PR #1716, opened 2022-02-17
Use global `dotnet` and update build dependencies

andschwa:
This removes our build script's dependency on the `install-dotnet` script (which is only meant for use in CI, but we now use an ADO task for that, and so that we can rely on pre-installed versions of .NET if available). Developers will need to follow .NET Core's instructions to install .NET SDK 6.0, and the 3.1 runtime for the end-to-end tests. Fortunately, this actually eases the developer workflow by no longer being sensitive to a local installation of `dotnet`, so the C# extension in Code now "just works."

This updates the release pipeline to use the `PMMSWindows2019-Secure` for build, sign, and release.

This also updates our required and installed `InvokeBuild` and `platyPS` modules for the build, which is probably the most annoying part of this PR as devs will need to run `Update-Module` for these (and possibly install `playPS` if they had never run the dependent task before).

### DIFF
--- a/.vsts-ci/azure-pipelines-release.yml
+++ b/.vsts-ci/azure-pipelines-release.yml
@@ -29,7 +29,8 @@ stages:
   jobs:
   - job: Build
     pool:
-      vmImage: windows-2019
+      name: 1ES
+      demands: ImageOverride -equals PSMMS2019-Secure
     steps:
     - template: templates/ci-general.yml
 
@@ -39,7 +40,7 @@ stages:
   - job: Sign
     pool:
       name: 1ES
-      demands: ImageOverride -equals MMSWindows2019-Secure
+      demands: ImageOverride -equals PSMMS2019-Secure
     variables:
     - group: ESRP
     steps:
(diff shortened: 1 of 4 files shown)


.vsts-ci/azure-pipelines-release.yml
```diff
@@ -29,7 +29,8 @@ stages:
   jobs:
   - job: Build
     pool:
-      vmImage: windows-2019
+      name: 1ES
+      demands: ImageOverride -equals PMMSWindows2019-Secure
```
TravisEz13, line 33:
```suggestion
      demands: ImageOverride -equals PMMS2019-Secure
```

.vsts-ci/azure-pipelines-release.yml
```diff
@@ -39,7 +40,7 @@ stages:
   - job: Sign
     pool:
       name: 1ES
-      demands: ImageOverride -equals MMSWindows2019-Secure
+      demands: ImageOverride -equals PMMSWindows2019-Secure
```
TravisEz13, line 43:
```suggestion
      demands: ImageOverride -equals PMMS2019-Secure
```

PR #1718, opened 2022-02-19
Return a code action for each diagnostic record

andschwa:
Currently, PSSA's `SuggestCorrections` property of the
`DiagnosticRecord` object already is an array, but no built-in rules
return more than one suggested correction, which led to
`PowerShellEditorServices` not correctly translating this array before
returning it as an code action as it only ever displayed one. This fixes
it by making it generic again so it returns a code action for each
suggest correction. It's basically just performing a `foreach` loop and
calling `ToTextEdit` just once.

This is a pre-requisite for an implementation of this, where a built-in
rule will return multiple suggest corrections:
https://github.com/PowerShell/PSScriptAnalyzer/issues/1767

I've manually tested this with a modified version of PSScriptAnalyzer
where I return two suggested corrections. The extension's UI now shows
me the two different suggested code actions and also applies them
correctly.

Replaces #1713.

### DIFF
--- a/src/PowerShellEditorServices/Services/TextDocument/Handlers/CodeActionHandler.cs
+++ b/src/PowerShellEditorServices/Services/TextDocument/Handlers/CodeActionHandler.cs
@@ -3,14 +3,12 @@
 
 using System;
 using System.Collections.Generic;
-using System.Linq;
 using System.Threading;
 using System.Threading.Tasks;
 using Microsoft.Extensions.Logging;
 using Microsoft.PowerShell.EditorServices.Services;
 using Microsoft.PowerShell.EditorServices.Services.TextDocument;
 using Microsoft.PowerShell.EditorServices.Utility;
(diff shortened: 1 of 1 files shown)


SeeminglyScience (approved):
LGTM

bergmeister:
Sorry, forgot about this one. Since this change is slightly different, will re-test just to confirm

andschwa:
The actual changes should be no different, I cherry-picked the commit: https://github.com/PowerShell/PowerShellEditorServices/pull/1718/commits/a4c4fdf5cb19244c026dff9753becae361d284d6

bergmeister:
Ok, just seeing the other changes made me think there is a chance it could affect it. I tested with the latest preview extension since it's already released and can confirm it still works the way I tested it with my own build :-)

andschwa:
Yay! Thanks for testing!!

PR #1719, opened 2022-02-19
Reset progress messages at end of REPL

andschwa:
This seems to work. We needed to hold onto processed progress records,
and then at the end of the REPL mark each as completed and re-write it
(which uses the underlying host and effectively clears it).

Fixes https://github.com/PowerShell/vscode-powershell/issues/3807

### DIFF
--- a/src/PowerShellEditorServices/Services/PowerShell/Host/EditorServicesConsolePSHostUserInterface.cs
+++ b/src/PowerShellEditorServices/Services/PowerShell/Host/EditorServicesConsolePSHostUserInterface.cs
@@ -2,6 +2,7 @@
 // Licensed under the MIT License.
 
 using System;
+using System.Collections.Concurrent;
 using System.Collections.Generic;
 using System.Collections.ObjectModel;
 using System.Management.Automation;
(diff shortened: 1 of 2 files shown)


src/PowerShellEditorServices/Services/PowerShell/Host/EditorServicesConsolePSHostUserInterface.cs
```diff
@@ -22,6 +22,8 @@ internal class EditorServicesConsolePSHostUserInterface : PSHostUserInterface
 
         private readonly PSHostUserInterface _consoleHostUI;
 
+        private readonly HashSet<(long, ProgressRecord)> _currentProgressRecords = new();
```
SeeminglyScience, line 25: `ProgressRecord.GetHashCode` is just the default object impl, so in most cases we'd be storing a `ProgressRecord` for every update sent. If the goal is to avoid the previous work around regarding the dummy string, a `Dictionary<long, ProgressRecord>` is probably needed.

SeeminglyScience (changes requested):

src/PowerShellEditorServices/Services/PowerShell/Host/EditorServicesConsolePSHostUserInterface.cs
andschwa: I'd actually just stored the tuple cause we need both items later, the `long` as the source ID and the record to mark as completed. Should be fine as-is in a hash set right? I'm not sure if the source IDs are unique so they may not work well as keys in a dictionary.

andschwa: Fixed up!

andschwa:
This seems to be working now, and it's very close to how it was 😂

SeeminglyScience (approved):
LGTM

PR #360, opened 2021-07-15
river: remove opacity command

ifreund:
This code is complex and increases maintenance burden but doesn't
add any functionality, only eye-candy.

Futhermore, neither I nor any of the core contributors use it.

There may be a place in river for such eye-candy down the line, in which
case this code could be revived. Currently river is early enough in its
development that our focus should be on core functionality instead.


ifreund:
Note: the maintainer of this eye-candy based river fork said that they plan to keep the feature around: <https://github.com/HeavyRain266/river>

HeavyRain266:
I totaly avree about removing this feature from river, keeping fancy compositing ecfects at this stage of development makes river harder to maintain and somebow it's in the way of simplicity and design goals of compositor, many people asked me about rounded corners and other stuff related to advancdd compositing which would require shaders. My fork was created because of all those questions about comositing effects from Pucom, "river is bad because doesn'r implemenr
──────────
About this exercise |
Please report all lines in the entries where "private" appears.

Exercise result |
         private readonly PSHostUserInterface _consoleHostUI;
+        private readonly HashSet<(long, ProgressRecord)> _currentProgressRecords = new();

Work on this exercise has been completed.